The records Start Marker

PR #633, opened 2018-10-12
fix: do not merge properties with unset

jordrake:
I encountered this issue whilst using cssnano (great tool by the way, thank you very much!) and believe it falls into the same category as initial and inherit (where it impacts the entire property).

I wasn't sure if I need to create an issue first but if I do please let me know.

I realise that this is growing in complexity and could be done with a more generic solution (similar to the reserved keyword arrays I see in other packages within this repo) so I am happy to convert this file to that approach if you like. Similarly, I could also add 'none' to not be merged too.


evilebottnawi:
@jordrake Looks we need one-two additional tests to increase coverage

jordrake:
Just looking into the coverage right now, seems that some of those return falses are never getting hit which is curious!

jordrake:
I figured out what it is. The test case only reach canMerge if they contain all of the properties (TRBL) of the box.

PR #640, opened 2018-10-18
feat: remove extra space before media dn suppots at-rules

### LINKED ISSUE #324: media query extra space
```css
@media (min-width: 1px) {
  :root {
    background: lime;
  }
}
```

## correct minification

```css
@media(min-width:1px){:root{background:lime}}
```

- whitespace not required after `@media` unless followd by a word like `screen`, etc.

## CSSnano output

```css
@media (min-width:1px){:root{background:lime}}
```

- left optional whitespace after `@media`

alexander-akait:
fixes #324 
Also:
- More tests
- `yarn.lock` doesn't contain `cssnano-util-get-arguments`

### DIFF
--- a/packages/postcss-minify-params/src/__tests__/index.js
+++ b/packages/postcss-minify-params/src/__tests__/index.js
@@ -29,14 +29,91 @@ test(
     'should normalise @media queries (3)',
     processCSS,
     '@media (min-height: 680px),(min-height: 680px){h1{color:red}}',
-    '@media (min-height:680px){h1{color:red}}'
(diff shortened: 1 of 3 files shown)


andyjansson:
Tests look fine. Have we tested so that this change actually works as expected in different browsers? Perhaps we could throw something up on codepen and execute it with browserstack?

evilebottnawi:
@andyjansson maybe, will be great have simple tests for `browserstack`. Anyway other minifications for css remove this space and looks in their bug tracker no issue related to this.

PR #649, opened 2018-10-25
Preserve case of css custom variables. Fixes #648

### LINKED ISSUE #648: postcss-merge-longhand should preserve case of CSS custom properties
CSS custom properties are unlike other properties [case-sensitive](https://www.w3.org/TR/css-variables-1/#defining-variables)

postcss-merge-longhand however lowercases all properties which f.ex. turns

`.foo {
 border: 1px rgba(var(--camelCase),1);
}`

into

`.foo{border:1px rgba(var(--camelcase),1)}`

The culprit seems to be [parseWsc.js](https://github.com/cssnano/cssnano/blob/v4.1.7/packages/postcss-merge-longhand/src/lib/parseWsc.js#L27#L27)

Rather than bluntly lowercasing any match, it should try not to do that for custom properties.
I guess an easy workaround would be to just bailout if the string includes two consecutive dashes.

p-a:
Fix matches var(--somename) and preserve case of the variable name.

Fixes #648

### DIFF
--- a/packages/postcss-merge-longhand/src/__tests__/borders.js
+++ b/packages/postcss-merge-longhand/src/__tests__/borders.js
@@ -540,3 +540,16 @@ test(
     'h1{border:2px solid #fff;border-color:inherit}',
     'h1{border:2px solid;border-color:inherit}',
 );
+
+test(
+    'Should preserve case of css custom properties #648',
+    passthroughCSS,
+    'h1{border:1px solid rgba(var(--fooBar));}',
+);
+
+test(
+    'should overwrite some border-width props and save fallbacks and preserve case #648 2',
+    processCSS,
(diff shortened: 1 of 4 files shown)


andyjansson:
What happened to the diff?

p-a:
@evilebottnawi Thanks! Well, sure, but I'm not sure when I will be able to find time to do it! Will put it on my TODO list!

@andyjansson sorry, VS Code must have "helped out" with whitespaces.

p-a:
AFAICT there was only one place which lowercased strings, and that was taken care of by the initial commit. However, I added some more tests to ensure this.

andyjansson:
It's fine. In the long run, I'd probably prefer distinct formatting functions for widths, styles, and colors so we can handle any potential edge cases.

p-a:
When do you expect to make the merge? Will there also be a new minor release after that? (would be great)

evilebottnawi:
@p-a Today

PR #654, opened 2018-11-07
fix: load time

### LINKED ISSUE #651: Performance: Takes 4-6 seconds to load
I am using cssnano 4.1.4 with gulp (not the gulp plugin) and it's taking ~4seconds to load everytime:

```
console.time("Loading plugins"); // start measuring

const gulp = require('gulp');
const cssnano = require('cssnano');

console.timeEnd('Loading plugins');
```

And the result is usually 4-6seconds: `Loading plugins: 6321.839ms`

This is on MBP Retina with the extremely fast SSDs - it takes even longer on the standard SSDs. I read through the old issues but all I could find was that it'd be fixed in v4 which I'm already using.

evilebottnawi:
fixes #651

I find a lot of problems with perf, i will try to fix it tomorrow

### DIFF
--- a/packages/cssnano/src/index.js
+++ b/packages/cssnano/src/index.js
@@ -2,7 +2,6 @@ import path from 'path';
 import postcss from 'postcss';
 import cosmiconfig from 'cosmiconfig';
 import isResolvable from 'is-resolvable';
-import defaultPreset from 'lerna:cssnano-preset-default';
 
 const cssnano = 'cssnano';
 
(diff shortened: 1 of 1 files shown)


andyjansson:
Won't this change cause issues with the test suite by targeting the published version rather than the linked one?

evilebottnawi:
@andyjansson i will tested his manually, you it is decrease loading time, i will search how we can tests this un future

PR #3419, opened 2023-11-16
v1.0.1

seanmonstar:


CHANGELOG.md
```diff
@@ -1,3 +1,25 @@
...
+
+
+#### Features
+
+* **rt:** Make ReadBuf::new public ([7161f562](https://github.com/hyperium/hyper/commit/7161f56274a30bfbe4a718bbe21d35beaf86b00b))
+
+
+#### Breaking Changes
+
+* Pin is #[fundamental], so this theoretically conflicts
```
coolreader18, line 17: Oops, I didn't realize how those were supposed to be formatted; this doesn't give much context. Probably could stick the commit subject in front of here.

CHANGELOG.md
```diff
@@ -1,3 +1,25 @@
...
+  with existing user Read/Write for Pin<...> impls. However, those impls
+  probably don't exist yet.
```
coolreader18, line 19:
```suggestion
* Pin is #[fundamental], so providing a Read/Write impl for it theoretically conflicts
  with existing user Read/Write for Pin<...> impls. However, those impls
  probably don't exist yet.
```
Whoops, I didn't realize how these were supposed to be formatted.

PR #3422, opened 2023-11-17
Update README.md: added hyper-util to the dependencies section

sheroz:
There is a need to include the hyper-util crate to compile examples, otherwise, it cannot solve the dependency for TokioIo.  It looks like the examples also need to be updated as they refer to an internal "../benches/support/mod.rs" for TokioIo.

### DIFF
--- a/examples/README.md
+++ b/examples/README.md
@@ -22,6 +22,7 @@ serde_json = "1.0"
 form_urlencoded = "1"
 http = "1"
 futures-util = { version = "0.3", default-features = false }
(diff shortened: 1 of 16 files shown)


seanmonstar:
I don't think the examples can actually depend on `hyper-util`, since the examples are _part of_ of the `hyper` crate, and `hyper-util` depends on `hyper`. So it becomes circular. The only way we could is if the examples were made separate, with their own `Cargo.toml` file(s), then they could depend on both `hyper` and `hyper-util`.

PR #3430, opened 2023-11-20
fix(client): add missing without_shutdown method

kiron1:
in `client::conn::http1::Connection` the method `poll_without_shutdown` references `without_shutdown` in its documentation, but the method `without_shutdown` is not present in the code. This PR copies `without_shutdown` from hyper `0.14.x`: https://github.com/hyperium/hyper/blob/0.14.x/src/client/conn.rs#L520-L528

### DIFF
--- a/src/client/conn/http1.rs
+++ b/src/client/conn/http1.rs
@@ -91,12 +91,13 @@ where
 
     /// Prevent shutdown of the underlying IO object at the end of service the request,
     /// instead run `into_parts`. This is a convenience wrapper over `poll_without_shutdown`.
-    pub fn without_shutdown(self) -> impl Future<Output = crate::Result<Parts<T>>> {
+    pub async fn without_shutdown(self) -> crate::Result<Parts<T>> {
         let mut conn = Some(self);
         futures_util::future::poll_fn(move |cx| -> Poll<crate::Result<Parts<T>>> {
             ready!(conn.as_mut().unwrap().poll_without_shutdown(cx))?;
             Poll::Ready(Ok(conn.take().unwrap().into_parts()))
         })
+        .await
     }
 }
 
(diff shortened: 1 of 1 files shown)


src/client/conn/http1.rs
```diff
@@ -88,6 +88,16 @@ where
     pub fn poll_without_shutdown(&mut self, cx: &mut Context<'_>) -> Poll<crate::Result<()>> {
         self.inner.poll_without_shutdown(cx)
     }
+
+    /// Prevent shutdown of the underlying IO object at the end of service the request,
+    /// instead run `into_parts`. This is a convenience wrapper over `poll_without_shutdown`.
+    pub fn without_shutdown(self) -> impl Future<Output = crate::Result<Parts<T>>> {
```
seanmonstar, line 94: I'm thinking that perhaps for 1.0, we make this an `async fn`. It might be a little clearer in the docs, and we can always change from `async fn` to `-> impl Future`, but the other direction I believe is a breaking change.

seanmonstar (approved):

src/client/conn/http1.rs
aliu: The body of this function, and the one from `server/conn/http1.rs`, is really outdated. I'm not quite sure why it was written like this to begin with (maybe async blocks didn't exist at the time?). Anyways, we should update them:

```rust
pub async fn without_shutdown(mut self) -> crate::Result<Parts<T>> {
    futures_util::future::poll_fn(|cx| self.conn.poll_without_shutdown(cx)).await?;
    Ok(self.into_parts())
}
```
or
```rust
pub fn without_shutdown(mut self) -> impl Future<Output = crate::Result<Parts<T>>> {
    async move {
        futures_util::future::poll_fn(|cx| self.conn.poll_without_shutdown(cx)).await?;
        Ok(self.into_parts())
    }
}
```

PR #3431, opened 2023-11-20
fix(client): add missing without_shutdown method

kiron1:
in `client::conn::http1::Connection` the method `poll_without_shutdown` references `without_shutdown` in its documentation, but the method `without_shutdown` is not present in the code. This PR copies `without_shutdown` from hyper `0.14.x`: https://github.com/hyperium/hyper/blob/0.14.x/src/client/conn.rs#L520-L528


seanmonstar (approved):
Thanks!

PR #3440, opened 2023-11-23
add a unix socket example

danielecr:
I think this example would save time for new users, like me

### DIFF
--- a/examples/hello_unix_socket.rs
+++ b/examples/hello_unix_socket.rs
@@ -1,0 +1,66 @@
+#![deny(warnings)]
+
+use std::convert::Infallible;
+use std::net::SocketAddr;
+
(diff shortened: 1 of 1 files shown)


seanmonstar:
Thanks for the PR!

My feeling here is that it's very similar to existing example, and so I don't think it teaches enough to overcome the time/cost of compiling it when checking tests. It would be a fair blog post, or similar, if you'd like to publish it :)

danielecr:
I understand (I did cut&paste), but really I spent a morning for just 3 lines to replace.
Also hyperlocal is a project that exists just for that, and now it is obsoleted.

Does it makes sense to add comments in `hello.rs` for the unix socket version?

danielecr:
#3443 like this, maybe?

PR #3443, opened 2023-11-23
add comments for unix socket usage

danielecr:
in the comment there is code to be used as placeholder for using unix socket as transport


seanmonstar:
I appreciate your desire to improve the documentation, thank you! However, I personally think adding commented out code to the example can be distracting to people who don't need it.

The records End Marker

Look back at the entries above. Retype the line with "I think this", the line with "Also hyperlocal is", and all lines in between.

I think this example would save time for new users, like me

### DIFF
--- a/examples/hello_unix_socket.rs
+++ b/examples/hello_unix_socket.rs
@@ -1,0 +1,66 @@
+#![deny(warnings)]
+
+use std::convert::Infallible;
+use std::net::SocketAddr;
+
(diff shortened: 1 of 1 files shown)


seanmonstar:
Thanks for the PR!

My feeling here is that it's very similar to existing example, and so I don't think it teaches enough to overcome the time/cost of compiling it when checking tests. It would be a fair blog post, or similar, if you'd like to publish it :)

danielecr:
I understand (I did cut&paste), but really I spent a morning for just 3 lines to replace.
Also hyperlocal is a project that exists just for that, and now it is obsoleted.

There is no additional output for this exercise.